The other half of the monster is the people themselves. As Mr. Kincaid says, the people are proud folk with their lore and all. They know how to do certain things to get by. But they have this co-dependent relationship with the other half of the monster, and they readily adopt the appliances, get hooked on the electricity, and the jobs, and get all tangled up and conflicted in their role as half of the monster.
Best stop doing that and start building self-reliant local communities. When Mr. Kincaid started talking about his lore, I wanted to read something more along the lines of documentation on the industry standards in the cottage industries in his area, the non-trade-secrets, the shared info, documented how-to, to serve Appalachia and everywhere else. Get to work, people!
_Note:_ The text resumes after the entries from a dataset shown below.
PR #104, opened 2026-06-06
Custom ir/api header

luxurya111:
Extends `LR2_customir_api.h` with types and `MethodTable` slots for IR rank/stats/leaderboard/rival/ghost data.

- Read slots use `Get*V1` + `GetStatus`; score submit stays `SendScoreV1` + `SendScoreStatus`
- New slots default to `nullptr` — existing IR DLLs keep working unchanged
- Adds ABI comments (append-only contract, UI mapping hints)

### DIFF
--- a/LR2/LR2_customir_api.h
+++ b/LR2/LR2_customir_api.h
@@ -1,9 +1,15 @@
 #pragma once
 
+// CustomIR public ABI between OpenLR2 host and third-party IR DLLs.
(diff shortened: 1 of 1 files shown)


chown2:
Please, also add the code integrating these new APIs with OpenLR2, and make a single PR for each them instead of a big single one. Reviewing all changes at once would be very difficult.

luxurya111:
I think the way I split the PR was incorrect, so I'll close this one.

Mountaintop removal for coal is pretty much a metaphor for everything that the US has come to represent. "Toxic Assets." Dump 'em on the Common(er)s.
-30-
The people who lived on this continent before Europeans arrived believed in and practiced a deep spirituality- they knew that Mother Earth, every part of her, is sacred. All the other living things, the rivers and streams. And the mountains.
They had no use for the angry sky god the europeans tried to sell them.
This country acts like it has lost its soul, if it ever had one. I do believe we would be a lot better, and happier, if we could learn the ways and spirituality of the Native Americans who lived in peace and harmony with Mother Earth for ten thousand years before the europeans came.